**DATA SUPPLIED:**
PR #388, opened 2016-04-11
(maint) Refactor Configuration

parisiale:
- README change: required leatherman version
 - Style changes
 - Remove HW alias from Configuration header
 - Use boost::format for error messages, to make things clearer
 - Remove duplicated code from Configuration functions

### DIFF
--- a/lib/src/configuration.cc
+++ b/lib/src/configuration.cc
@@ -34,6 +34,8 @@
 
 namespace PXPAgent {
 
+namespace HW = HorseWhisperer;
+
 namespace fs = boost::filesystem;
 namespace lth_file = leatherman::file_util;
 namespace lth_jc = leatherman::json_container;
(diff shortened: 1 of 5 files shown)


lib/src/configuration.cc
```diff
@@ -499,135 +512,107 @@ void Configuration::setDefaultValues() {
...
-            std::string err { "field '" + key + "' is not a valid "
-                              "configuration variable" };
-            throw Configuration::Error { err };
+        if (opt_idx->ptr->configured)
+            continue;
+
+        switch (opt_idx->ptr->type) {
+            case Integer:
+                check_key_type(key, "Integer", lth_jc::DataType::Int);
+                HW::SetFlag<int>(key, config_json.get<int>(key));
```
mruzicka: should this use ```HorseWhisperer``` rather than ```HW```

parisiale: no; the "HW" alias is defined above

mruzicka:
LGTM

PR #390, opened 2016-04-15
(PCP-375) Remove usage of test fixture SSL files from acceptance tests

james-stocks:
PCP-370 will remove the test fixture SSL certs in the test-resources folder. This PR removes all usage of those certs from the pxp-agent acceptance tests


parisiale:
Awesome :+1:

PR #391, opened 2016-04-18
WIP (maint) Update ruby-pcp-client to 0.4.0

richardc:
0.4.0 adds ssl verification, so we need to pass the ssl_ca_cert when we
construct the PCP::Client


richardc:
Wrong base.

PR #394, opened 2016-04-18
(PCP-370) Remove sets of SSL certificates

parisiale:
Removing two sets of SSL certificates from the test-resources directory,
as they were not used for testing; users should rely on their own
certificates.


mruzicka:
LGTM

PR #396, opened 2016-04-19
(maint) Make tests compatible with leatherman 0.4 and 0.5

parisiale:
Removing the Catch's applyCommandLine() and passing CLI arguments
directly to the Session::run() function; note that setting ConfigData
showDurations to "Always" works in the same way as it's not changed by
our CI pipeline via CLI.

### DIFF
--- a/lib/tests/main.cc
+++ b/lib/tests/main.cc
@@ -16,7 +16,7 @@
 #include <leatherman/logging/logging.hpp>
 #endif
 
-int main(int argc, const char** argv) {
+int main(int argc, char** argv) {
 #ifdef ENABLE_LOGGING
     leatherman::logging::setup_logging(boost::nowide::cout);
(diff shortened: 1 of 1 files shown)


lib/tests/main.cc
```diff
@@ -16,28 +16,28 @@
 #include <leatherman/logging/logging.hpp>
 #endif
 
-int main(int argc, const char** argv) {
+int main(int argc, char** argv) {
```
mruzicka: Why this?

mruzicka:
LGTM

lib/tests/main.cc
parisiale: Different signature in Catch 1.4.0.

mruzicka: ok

==

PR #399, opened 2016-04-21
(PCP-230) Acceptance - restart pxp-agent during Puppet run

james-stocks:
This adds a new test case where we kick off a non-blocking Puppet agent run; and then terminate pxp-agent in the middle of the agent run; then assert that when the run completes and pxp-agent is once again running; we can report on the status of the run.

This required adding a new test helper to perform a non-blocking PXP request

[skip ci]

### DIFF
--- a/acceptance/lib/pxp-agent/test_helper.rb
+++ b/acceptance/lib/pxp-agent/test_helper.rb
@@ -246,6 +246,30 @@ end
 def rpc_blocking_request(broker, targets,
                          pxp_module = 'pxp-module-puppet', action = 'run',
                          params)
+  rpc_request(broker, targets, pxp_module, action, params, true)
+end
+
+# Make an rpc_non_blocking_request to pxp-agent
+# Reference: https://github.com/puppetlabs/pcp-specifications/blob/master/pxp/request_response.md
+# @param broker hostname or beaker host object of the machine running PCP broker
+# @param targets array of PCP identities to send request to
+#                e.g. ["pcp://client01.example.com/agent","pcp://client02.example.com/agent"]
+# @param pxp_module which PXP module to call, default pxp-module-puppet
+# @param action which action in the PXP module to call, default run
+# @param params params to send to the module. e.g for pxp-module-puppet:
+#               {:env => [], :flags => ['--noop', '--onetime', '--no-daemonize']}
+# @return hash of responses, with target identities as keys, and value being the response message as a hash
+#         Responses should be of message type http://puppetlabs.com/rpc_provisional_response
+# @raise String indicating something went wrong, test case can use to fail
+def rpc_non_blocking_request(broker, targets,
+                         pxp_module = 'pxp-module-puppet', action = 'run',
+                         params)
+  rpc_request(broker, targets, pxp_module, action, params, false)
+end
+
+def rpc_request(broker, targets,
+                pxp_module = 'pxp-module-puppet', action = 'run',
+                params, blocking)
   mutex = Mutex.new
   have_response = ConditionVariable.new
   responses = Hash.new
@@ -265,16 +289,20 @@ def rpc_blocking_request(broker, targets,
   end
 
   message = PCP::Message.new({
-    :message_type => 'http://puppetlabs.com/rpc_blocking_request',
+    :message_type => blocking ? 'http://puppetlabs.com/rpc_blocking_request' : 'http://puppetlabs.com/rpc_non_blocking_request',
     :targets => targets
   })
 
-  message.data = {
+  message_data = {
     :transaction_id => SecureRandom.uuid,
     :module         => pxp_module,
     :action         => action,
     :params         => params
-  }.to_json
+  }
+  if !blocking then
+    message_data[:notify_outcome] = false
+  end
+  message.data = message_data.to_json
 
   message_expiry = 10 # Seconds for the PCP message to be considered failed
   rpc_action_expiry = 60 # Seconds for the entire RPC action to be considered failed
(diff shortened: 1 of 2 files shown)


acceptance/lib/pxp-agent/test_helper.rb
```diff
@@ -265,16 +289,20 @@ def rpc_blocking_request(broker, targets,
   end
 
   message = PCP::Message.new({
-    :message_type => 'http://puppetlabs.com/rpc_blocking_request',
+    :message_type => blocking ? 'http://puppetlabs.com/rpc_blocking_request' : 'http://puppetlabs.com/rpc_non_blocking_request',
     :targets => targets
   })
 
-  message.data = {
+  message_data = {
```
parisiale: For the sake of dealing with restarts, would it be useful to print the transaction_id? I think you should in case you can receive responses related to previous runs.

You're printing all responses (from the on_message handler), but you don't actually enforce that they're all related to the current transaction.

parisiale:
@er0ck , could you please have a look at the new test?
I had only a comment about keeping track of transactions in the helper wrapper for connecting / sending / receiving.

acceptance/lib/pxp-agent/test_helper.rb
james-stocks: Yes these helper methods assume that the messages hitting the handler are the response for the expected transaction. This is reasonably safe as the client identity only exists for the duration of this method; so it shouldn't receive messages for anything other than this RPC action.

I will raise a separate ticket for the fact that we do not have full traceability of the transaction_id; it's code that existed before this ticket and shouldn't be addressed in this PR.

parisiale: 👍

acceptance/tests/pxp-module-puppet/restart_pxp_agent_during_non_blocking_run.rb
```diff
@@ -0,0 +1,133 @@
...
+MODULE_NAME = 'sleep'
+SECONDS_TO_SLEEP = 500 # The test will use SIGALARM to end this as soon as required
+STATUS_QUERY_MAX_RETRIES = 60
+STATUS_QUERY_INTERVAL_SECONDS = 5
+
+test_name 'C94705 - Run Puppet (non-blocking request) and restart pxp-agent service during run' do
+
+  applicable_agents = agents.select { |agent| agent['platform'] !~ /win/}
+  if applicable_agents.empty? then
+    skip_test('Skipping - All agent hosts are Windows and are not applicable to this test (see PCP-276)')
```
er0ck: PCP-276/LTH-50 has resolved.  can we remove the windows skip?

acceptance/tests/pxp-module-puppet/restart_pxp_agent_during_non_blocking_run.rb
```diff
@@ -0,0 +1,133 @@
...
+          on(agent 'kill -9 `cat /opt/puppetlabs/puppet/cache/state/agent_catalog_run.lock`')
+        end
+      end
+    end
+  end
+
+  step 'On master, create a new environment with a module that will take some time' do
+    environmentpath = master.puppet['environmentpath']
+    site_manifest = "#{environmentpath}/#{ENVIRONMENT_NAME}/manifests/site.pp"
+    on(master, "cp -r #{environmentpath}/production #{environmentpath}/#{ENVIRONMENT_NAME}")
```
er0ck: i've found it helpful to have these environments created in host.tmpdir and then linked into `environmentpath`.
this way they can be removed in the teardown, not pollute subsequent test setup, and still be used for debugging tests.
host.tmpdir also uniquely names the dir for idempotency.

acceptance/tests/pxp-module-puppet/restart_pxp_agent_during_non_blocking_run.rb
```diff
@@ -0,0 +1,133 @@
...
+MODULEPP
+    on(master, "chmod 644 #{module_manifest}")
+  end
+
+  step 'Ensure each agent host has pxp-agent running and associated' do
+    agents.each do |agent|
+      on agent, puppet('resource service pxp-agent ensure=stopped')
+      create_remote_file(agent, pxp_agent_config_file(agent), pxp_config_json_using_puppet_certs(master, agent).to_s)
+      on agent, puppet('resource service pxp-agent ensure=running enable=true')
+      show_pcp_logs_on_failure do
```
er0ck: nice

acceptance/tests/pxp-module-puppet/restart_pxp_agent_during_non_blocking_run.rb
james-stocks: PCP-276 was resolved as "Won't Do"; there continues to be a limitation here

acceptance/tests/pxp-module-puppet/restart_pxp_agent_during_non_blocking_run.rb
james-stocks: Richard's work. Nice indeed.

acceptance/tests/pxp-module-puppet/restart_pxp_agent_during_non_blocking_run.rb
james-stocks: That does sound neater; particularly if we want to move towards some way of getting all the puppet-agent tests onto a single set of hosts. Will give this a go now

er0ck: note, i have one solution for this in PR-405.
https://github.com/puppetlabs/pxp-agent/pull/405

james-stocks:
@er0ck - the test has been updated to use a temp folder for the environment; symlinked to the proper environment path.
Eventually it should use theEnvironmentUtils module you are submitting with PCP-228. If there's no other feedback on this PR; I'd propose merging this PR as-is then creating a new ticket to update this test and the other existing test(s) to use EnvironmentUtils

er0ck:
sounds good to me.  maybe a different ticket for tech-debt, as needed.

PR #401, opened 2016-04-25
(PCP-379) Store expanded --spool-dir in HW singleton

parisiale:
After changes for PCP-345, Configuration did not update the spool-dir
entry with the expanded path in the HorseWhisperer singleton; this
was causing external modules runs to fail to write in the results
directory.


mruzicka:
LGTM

**AIM OF THE TASK:**
Above is a listing; print exactly its lines from the one with "parisiale: Different signature" through the one with "mruzicka: ok", and no other lines.

**ANSWER TO THIS EXERCISE:**
parisiale: Different signature in Catch 1.4.0.

mruzicka: ok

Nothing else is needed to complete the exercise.